Regardless of what was or wasn’t true about what came before, what was true was this: the behaviors that I was told to expect never happened. Not during that weekend. Not during the next. Not during the next six months.

 

It’s since been two and a half years.

 

There was behavior. Some of it was not in keeping with my parental ideals of pacifism. But the behavior that I had been told about never happened. The descriptions I was given about both my children were so inaccurate in light of who they are when they – I hope – feel safe and feel loved.

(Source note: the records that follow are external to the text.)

PR #141, opened 2016-07-07
Use requestAnimationFrame for update loop

Jeremy-Gaillard:
Replaced setTimeout by requestAnimationFrame.

Removed calls to scene update (scene.wait()) from managerCommands and c3Dengine and clarified the update mechanism.

### DIFF
--- a/src/Core/Commander/Interfaces/ApiInterface/ApiGlobe.js
+++ b/src/Core/Commander/Interfaces/ApiInterface/ApiGlobe.js
@@ -221,9 +221,7 @@ ApiGlobe.prototype.createSceneGlobe = function(coordCarto, viewerDiv) {
     this.viewerDiv = viewerDiv;
 
     viewerDiv.addEventListener('globe-built', function() {
-
         if (loaded == false) {
-
             loaded = true;
             viewerDiv.dispatchEvent(eventLoaded);
         } else {
--- a/src/Core/Commander/Interfaces/ApiInterface/ApiGlobe.js
+++ b/src/Core/Commander/Interfaces/ApiInterface/ApiGlobe.js
@@ -271,20 +271,11 @@ ApiGlobe.prototype.createSceneGlobe = function(coordCarto, viewerDiv) {
 
     map.tiles.init(map.layersConfiguration.getGeometryLayers()[0]);
 
-    //!\\ TEMP
-    //this.scene.wait(0);
-    //!\\ TEMP
-
     return this.scene;
-
 };
 
 ApiGlobe.prototype.update = function() {
-
-    //!\\ TEMP
-    this.scene.wait(0);
-    //!\\ TEMP
-
+    this.scene.notifyChange();
 };
 
 // ApiGlobe.prototype.setLayerAtLevel = function(baseurl,layer/*,level*/) {
--- a/src/Core/Commander/ManagerCommands.js
+++ b/src/Core/Commander/ManagerCommands.js
@@ -9,28 +9,64 @@ import PriorityQueue from 'js-priority-queue';
 
 var instanceCommandManager = null;
 
+function _instanciateQueue() {
+    return {
+        storage: new PriorityQueue({
+            comparator: function(a, b) {
+                var cmp = b.priority - a.priority;
+                // Prioritize recent commands
+                if (cmp === 0) {
+                    return b.timestamp - a.timestamp;
+                }
+                return cmp;
+            }
+        }),
+        counters: {
+            executing: 0,
+            executed: 0,
+            failed: 0,
+            cancelled: 0
+        },
+        execute: function(cmd, provider) {
+            this.counters.executing++;
+
+            var p = provider.executeCommand(cmd);
+
+            if (!p) throw new Error('arg');
+            return p.then(
+                function() {
+                    this.counters.executing--;
+                    this.counters.executed++;
+                }.bind(this),
+                function() {
+                    this.counters.executing--;
+                    this.counters.executed++;
+                    this.counters.failed++;
+                }.bind(this)
+            );
+        }
+    };
+}
+
 function ManagerCommands(scene) {
     //Constructor
     if (instanceCommandManager !== null) {
         throw new Error("Cannot instantiate more than one ManagerCommands");
     }
 
-    this.queueAsync = new PriorityQueue({
-        comparator: function(a, b) {
-            var cmp = b.priority - a.priority;
-            // Prioritize recent commands
-            if (cmp === 0) {
-                return b.timestamp - a.timestamp;
-            }
-            return cmp;
-        }
-    });
+    this.defaultQueue = _instanciateQueue();
+    this.hostQueues = new Map();
 
-    this.queueSync = null;
-    this.loadQueue = [];
     this.providers = {};
-    this.history = null;
+
     this.eventsManager = new EventsManager();
+    this.maxConcurrentCommands = 16;
+    this.maxCommandsPerHost = 6;
+    this.counters = {
+        runningCommands: 0,
+        executedCommands: 0,
+        hostCommands: {}
+    };
 
     if (!scene)
         throw new Error("Cannot instantiate ManagerCommands without scene");
@@ -41,8 +77,53 @@ function ManagerCommands(scene) {
 
 ManagerCommands.prototype.constructor = ManagerCommands;
 
+ManagerCommands.prototype.runCommand = function(command, queue) {
+    var provider = this.providers[command.layer.protocol];
+
+    if (!provider) {
+        throw new Error('No known provider for layer', command.layer.id);
+    }
+
+    queue.execute(command, provider).then(function() {
+        this.scene.notifyChange();
+
+        // try to execute next command
+        if (queue.counters.executing < this.maxCommandsPerHost) {
+            let cmd = this.deQueue(queue);
+            if (cmd) {
+                return this.runCommand(cmd, queue);
+            }
+        }
+    }.bind(this));
+
+
+}
+
 ManagerCommands.prototype.addCommand = function(command) {
-    this.queueAsync.queue(command);
+    // parse host
+    let layer = command.layer;
+
+    let host = layer.url ? new URL(layer.url).host : undefined;
+
+    // init queue if needed
+    if (host && !(this.hostQueues.has(host))) {
+        this.hostQueues.set(host, _instanciateQueue());
+    }
+
+    let q = host ? this.hostQueues.get(host) : this.defaultQueue;
+
+    // execute command now if possible
+    if (q.counters.executing < this.maxCommandsPerHost) {
+        if (host) {
+            this.runCommand(command, q);
+        } else {
+            Promise.resolve(true).then(function() {
+                this.runCommand(command, q);
+            }.bind(this));
+        }
+    } else {
+        q.storage.queue(command);
+    }
 };
 
 
@@ -55,50 +136,44 @@ ManagerCommands.prototype.getProtocolProvider = function(protocol) {
 };
 
 ManagerCommands.prototype.commandsLength = function() {
-    return this.queueAsync.length;
+    return 0;//return this.queueAsync.length;
 };
 
 ManagerCommands.prototype.isFree = function() {
     return this.commandsLength() === 0;
 };
 
-ManagerCommands.prototype.runAllCommands = function() {
-
-
-    if (this.commandsLength() === 0) {
-        return Promise.resolve(0);
-    }
-
-    return Promise.all(this.arrayDeQueue(16))
-        .then(function() {
-            // if (this.commandsLength() <= 16)
-            this.scene.wait(1);
-            // else
-            //     this.scene.renderScene3D();
-            return this.runAllCommands();
-        }.bind(this));
+ManagerCommands.prototype.resetExecutedCommandsCount = function() {
+    this.counters.executedCommands = 0;
 };
 
-ManagerCommands.prototype.arrayDeQueue = function(number) {
+ManagerCommands.prototype.commandsWaitingExecutionCount = function() {
+    let sum = this.defaultQueue.storage.length;
 
-    var nT = number === undefined ? this.queueAsync.length : number;
-
-    var arrayTasks = [];
-
-    while (this.queueAsync.length > 0 && arrayTasks.length < nT) {
-        var command = this.deQueue();
-
-        if (command) {
-            var layer = command.layer;
-            var provider = this.providers[layer.protocol];
-            if (provider) {
-                arrayTasks.push(provider.executeCommand(command));
-            }
-        }
+    for (var q of this.hostQueues) {
+        sum += q[1].storage.length;
     }
-
-    return arrayTasks;
+    return sum;
 };
+
+ManagerCommands.prototype.commandsRunningCount = function() {
+    let sum = this.defaultQueue.counters.executing;
+
+    for (var q of this.hostQueues) {
+        sum += q[1].counters.executing;
+    }
+    return sum;
+};
+
+ManagerCommands.prototype.commandsCancelledCount = function() {
+    let sum = this.defaultQueue.counters.cancelled;
+
+    for (var q of this.hostQueues) {
+        sum += q[1].counters.cancelled;
+    }
+    return sum;
+};
+
 
 ManagerCommands.prototype.getProviders = function() {
     var p = [];
@@ -107,21 +182,22 @@ ManagerCommands.prototype.getProviders = function() {
         p.push(this.providers[protocol]);
     }
     return p;
-}
+};
+
 
 
 /**
  */
-ManagerCommands.prototype.deQueue = function() {
-
-    while (this.queueAsync.length > 0) {
-        var cmd = this.queueAsync.peek();
+ManagerCommands.prototype.deQueue = function(queue) {
+    var st = queue.storage;
+    while (st.length > 0) {
+        var cmd = st.dequeue();
 
         if (cmd.earlyDropFunction && cmd.earlyDropFunction(cmd)) {
-            this.queueAsync.dequeue();
+            queue.counters.cancelled++;
             cmd.reject(new Error('command canceled ' + cmd.requester.id + '/' + cmd.layer.id));
         } else {
-            return this.queueAsync.dequeue();
+            return cmd;
         }
 
     }
@@ -131,32 +207,10 @@ ManagerCommands.prototype.deQueue = function() {
 
 /**
  */
-ManagerCommands.prototype.removeCanceled = function() {
-    //TODO: Implement Me
-
-};
-
-/**
- */
 ManagerCommands.prototype.wait = function() {
-    //TODO: Implement Me
     this.eventsManager.wait();
 };
 
-/**
- */
-ManagerCommands.prototype.forecast = function() {
-    //TODO: Implement Me
-
-};
-
-/**
- * @param object
- */
-ManagerCommands.prototype.addInHistory = function( /*object*/ ) {
-    //TODO: Implement Me
-
-};
 
 export default function(scene) {
     instanceCommandManager = instanceCommandManager || new ManagerCommands(scene);
--- a/src/Core/Commander/ManagerCommands.js
+++ b/src/Core/Commander/ManagerCommands.js
@@ -27,12 +27,15 @@ function _instanciateQueue() {
             failed: 0,
             cancelled: 0
         },
-        execute: function(cmd, provider) {
-            this.counters.executing++;
+        execute: function(cmd, provider, executingCounterUpToDate) {
+            if (!executingCounterUpToDate) {
+                this.counters.executing++;
+            }
 
-            var p = provider.executeCommand(cmd);
+            // If the provider returns a Promise, use it to handle counters
+            // Otherwise use a resolved Promise.
+            var p = provider.executeCommand(cmd) || Promise.resolve();
 
-            if (!p) throw new Error('arg');
             return p.then(
                 function() {
                     this.counters.executing--;
@@ -62,11 +65,6 @@ function ManagerCommands(scene) {
     this.eventsManager = new EventsManager();
     this.maxConcurrentCommands = 16;
     this.maxCommandsPerHost = 6;
-    this.counters = {
-        runningCommands: 0,
-        executedCommands: 0,
-        hostCommands: {}
-    };
 
     if (!scene)
         throw new Error("Cannot instantiate ManagerCommands without scene");
@@ -77,15 +75,19 @@ function ManagerCommands(scene) {
 
 ManagerCommands.prototype.constructor = ManagerCommands;
 
-ManagerCommands.prototype.runCommand = function(command, queue) {
+ManagerCommands.prototype.runCommand = function(command, queue, executingCounterUpToDate) {
     var provider = this.providers[command.layer.protocol];
 
     if (!provider) {
         throw new Error('No known provider for layer', command.layer.id);
     }
 
-    queue.execute(command, provider).then(function() {
-        this.scene.notifyChange();
+    queue.execute(command, provider, executingCounterUpToDate).then(function() {
+        // notify scene that one command ended.
+        // We allow the scene to delay the update/repaint up to 100ms
+        // to reduce CPU load (no need to perform an update on completion if we
+        // know there's another one ending soon)
+        this.scene.notifyChange(100);
 
         // try to execute next command
         if (queue.counters.executing < this.maxCommandsPerHost) {
@@ -114,13 +116,16 @@ ManagerCommands.prototype.addCommand = function(command) {
 
     // execute command now if possible
     if (q.counters.executing < this.maxCommandsPerHost) {
-        if (host) {
-            this.runCommand(command, q);
-        } else {
-            Promise.resolve(true).then(function() {
-                this.runCommand(command, q);
-            }.bind(this));
-        }
+        // increment before
+        q.counters.executing++;
+
+        var runNow = function() {
+            this.runCommand(command, q, true);
+        }.bind(this);
+
+        // We use a setTimeout to defer processing but we avoid the
+        // queue mechanism
+        window.setTimeout(runNow, 0);
     } else {
         q.storage.queue(command);
     }
@@ -135,23 +140,11 @@ ManagerCommands.prototype.getProtocolProvider = function(protocol) {
     return this.providers[protocol];
 };
 
-ManagerCommands.prototype.commandsLength = function() {
-    return 0;//return this.queueAsync.length;
-};
-
-ManagerCommands.prototype.isFree = function() {
-    return this.commandsLength() === 0;
-};
-
-ManagerCommands.prototype.resetExecutedCommandsCount = function() {
-    this.counters.executedCommands = 0;
-};
-
 ManagerCommands.prototype.commandsWaitingExecutionCount = function() {
-    let sum = this.defaultQueue.storage.length;
-
+    let sum = this.defaultQueue.storage.length
+        + this.defaultQueue.counters.executing;
     for (var q of this.hostQueues) {
-        sum += q[1].storage.length;
+        sum += q[1].storage.length + q[1].counters.executing;
     }
     return sum;
 };
@@ -165,15 +158,16 @@ ManagerCommands.prototype.commandsRunningCount = function() {
     return sum;
 };
 
-ManagerCommands.prototype.commandsCancelledCount = function() {
-    let sum = this.defaultQueue.counters.cancelled;
+ManagerCommands.prototype.resetCommandsCount = function(type) {
 
+    let sum = this.defaultQueue.counters[type];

That’s the difference, I hope, of being seen. That’s the difference of “does your face light up.” The children described to me in the paperwork were never the children in front of me. Are they ever? The children described in the paperwork were either a lie, or a textbook example of the human fight, flight, or freeze response. They were children living in extreme stress and fear. At the end of the day, it doesn’t matter, because both are equally inaccurate, tragic, and nonrepresentative of who they actually are.